Medical marijuana is quickly becoming a part of life for many patients in certain states across the country, but its continuing outlaw status with federal authorities means nurses must tread carefully around this rapidly evolving issue.
Lawmakers and voters have approved the legalization of marijuana, or cannabis, for medicinal use in only 22 states and the District of Columbia, with most of the changes taking place in the last six years. Beginning this year, recreational use of marijuana is allowed in two states, Colorado and Washington.
But nurses are caught in a difficult position. Yes, medical marijuana may be legal according to the laws of a state, but at the federal level the drug remains a Schedule I controlled substance—the same designation the U.S. Drug Enforcement Administration (DEA) gives lysergic acid diethylamide (LSD) and heroin. The agency considers Schedule I drugs to have “no currently accepted medical use and a high potential for abuse.”

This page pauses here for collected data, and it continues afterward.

PR #506, opened 2023-06-02
Antispam Bee 3

florianbrinkmann:


src/Handlers/Rules.php
```diff
@@ -0,0 +1,93 @@
...
+			if ( $rule_score > 0.0 ) {
+				$this->spam_reasons[] = $rule::get_slug();
+			} else {
+				$this->no_spam_reasons[] = $rule::get_slug();
+			}
+
+			$score += $rule_score;
+
+			$no_spam_threshold = (float) apply_filters( 'antispam_bee_no_spam_threshold', 0.0 );
+			$spam_threshold    = (float) apply_filters( 'antispam_bee_spam_threshold', 0.0 );
```
florianbrinkmann, line 36: Move this up before the foreach

src/Handlers/Rules.php
```diff
@@ -0,0 +1,93 @@
...
+
+			if ( $no_spam_threshold < 0.0 && $score <= $no_spam_threshold ) {
```
florianbrinkmann, line 38: Move the threshold checks below the `foreach`. Run the spam threshold check before the no_spam threshold check

src/load.php
```diff
@@ -0,0 +1,111 @@
...
+	foreach ( $modules as $module ) {
+		if ( is_callable( [ $module, 'always_init' ] ) ) {
+			call_user_func( [ $module, 'always_init' ] );
+		}
+
+		if ( $is_ajax_call && $disallow_ajax ) {
+			continue;
+		}
+
+		if ( defined( 'DOING_AUTOSAVE' ) && DOING_AUTOSAVE ) {
```
2ndkauboy, line 96: Maybe also use a `$is_doing_autosave` variable above like for `$is_ajax_call`?

src/load.php
```diff
@@ -0,0 +1,111 @@
...
+use AntispamBee\Rules\ValidGravatar;
+
+/**
+ * Init function of the plugin
+ */
+function init() {
+	// Construct all modules to initialize.
+	$modules = [
+		DashboardWidgets::class,
+		new SettingsPage(),
```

This dichotomy creates a tension between patients wanting to use marijuana for certain conditions and traditional medical providers fearful of backlash from law enforcement or federal agencies. Advocates for medical marijuana say few hospitals will let patients use marijuana in any form, including “edibles,” on their campus and that hospital physicians typically don't recommend medical marijuana for their patients. (Because of the DEA ban, prescriptions for medical marijuana are not written. Instead, physicians—and, in some states, NPs—will issue a recommendation for its use.) Advocates also report that few nursing schools touch on the topic in their curricula.
Some nurses in states that have legalized medical marijuana report a slow but growing acceptance of the drug by the medical establishment, although others are exercising caution in order to avoid conflict with employers, federal authorities, or state boards of nursing.

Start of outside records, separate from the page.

PR #509, opened 2023-07-04
improve method to get client IP

florianbrinkmann:


pfefferle:
Any particular reason why you have removed the other checks?

It seems that you could get issues when using `REMOTE_ADDR` with a (reverse-)proxy. In these cases the `REMOTE_ADDR` could be the IP of the proxy.

stklcode:
I would not call this an “improvement“ for any use case.

Yes, there a a lot of potential issues arising from IP headers. But there are also many scenarios where we simply don’t get any better data, e.g. running a local apache/nginx reverse proxy stack (for whatever reason this is still quite common) or in cloud environments without direct access.

I would prefer

- making the trusted headers configurable, e.g. say we only trust the most common `X-Forwarded-For`
- reworking the logic, s.t. we take the first valid IP from the left of the list with fallback to `REMOTE_ADDR`

There are also implementations that add a list/subnet of trusted proxies, but sadly that can also be spoofed quite easily.

Simply dropping the headers may prevent us from parsing bogus, but also make the logic potentially useless in some deployments.

pfefferle:
Thanks for the clarification in slack.

Because it now uses the same functionality as the default WordPress implementation, I would remove the function/feature completely.

florianbrinkmann:
@stklcode making it configurable sounds good, do you have time to modify the PR?

pfefferle:
@stklcode do you have some time for a PR next week? Or can you at least explain your idea a bit more so maybe one of us can give it a try?

stklcode:
Like this commit: https://github.com/pluginkollektiv/antispam-bee/commit/282d6f9e1c743a80702a2e993c9d77f4a06daa3c in the [improve-ip-check-2](https://github.com/pluginkollektiv/antispam-bee/tree/improve-ip-check-2) branch.

I've done a quick implementation using a hook `antispam_bee_trusted_ip_headers` that receives an array of trusted headers with `['REMOTE_ADDR']` as default value and loops through it until a valid IP was found.
This might be migrated to a config flag in the UI with a comma-separated list or similar, if we feel the need for convenience here.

“Everyone is waiting to see what happens. It's like the Wild West,” said Shayne Mason, BSN, RN, PMHNP, a psychiatric mental health NP who teaches at the University of San Francisco School of Nursing and Health Professions. “We need help as educators and practitioners.”

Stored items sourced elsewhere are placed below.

PR #513, opened 2023-07-20
only determine client IP from trusted headers

florianbrinkmann:
Code change and description by @stklcode

 By default, we only look for the client's IP address in the REMOTE_ADDR header. This can be extended via hook if there is a need to use headers like X-Forwarded-For ("HTTP_X_FORWARDED_FOR") instead.

Headers will be processed in the provided order and return the first valid IP address found.

### DIFF
--- a/antispam_bee.php
+++ b/antispam_bee.php
@@ -2423,7 +2423,7 @@ class Antispam_Bee {
 	 *
 	 * @since   2.6.1
 	 *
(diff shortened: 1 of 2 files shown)


Zodiac1978:
Maybe this filter is not necessary, as there is one in WP core since 1.5:
https://developer.wordpress.org/reference/hooks/pre_comment_user_ip/

Zodiac1978 (approved):
LGTM!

Mason works in a psychiatric emergency clinic that doesn't provide medical marijuana recommendations, but many of his patients use the drug, either purchased illegally or through the recommendation of another provider. Some patients, including chronic pain sufferers, appear to have benefited from marijuana, at least on the surface, he said. Still, he feels awkward discussing the subject with his nursing students for fear he might be seen as endorsing the use of marijuana.
The Legal Landscape
Such a go-slow approach for nurses is wise, said author, nursing legal consultant, and AJN contributing editor Edie Brous, JD, MS, MPH, RN. Nurses in states where medical marijuana is legal need to familiarize themselves with the specific laws in their state and be aware that the state nursing board's reaction to the law is important. Of particular concern are home care nurses who may be exposed to secondhand smoke, which could trigger a positive result on a drug test. In 2009, the Delaware Board of Nursing reprimanded a nurse in one such episode, but the action was later overturned by a judge. “Even if it's legal at the state level, that doesn't mean that the nursing board has caught up,” Brous said.
Medical marijuana has not emerged as a medical drug therapy through the usual process. It didn't come from large clinical trials with results published in peer-reviewed medical journals. Instead, this has been a grassroots effort, with advocates winning victories for legalization in state legislatures or on state initiative ballots.
The result is a patchwork of marijuana laws across the country. Some states, like California and Colorado, have established a legalized marijuana dispensary system to allow patients to purchase cannabis products. Other states have simply decriminalized use of the drug by certain patients but haven't set up a means to purchase it. Exactly who qualifies for medical marijuana also differs from state to state. California leaves that up to the physician. Other states require a specific diagnosis, such as cancer, glaucoma, or chronic pain.
“The good news is that laws are being passed,” said Mary Lynn Mathre, MSN, RN, CARN, a founder of the American Cannabis Nurses Association (ACNA). “But health care professionals are scared to deal with it.”
The ACNA is trying to change those attitudes. ACNA members are trying to bring a level of professionalism to the subject, rather than jokes about the munchies or Cheech and Chong movies, including hosting a daylong program called “Core Curriculum for Cannabis Nursing,” which took place in May at a conference on medical marijuana in Portland, Oregon. An information sheet on its Web site (http://bit.ly/Uhmw9l) discusses a number of important aspects of medical marijuana: indications, routes, adverse effects, dosing, contraindications, and talking points for patient teaching.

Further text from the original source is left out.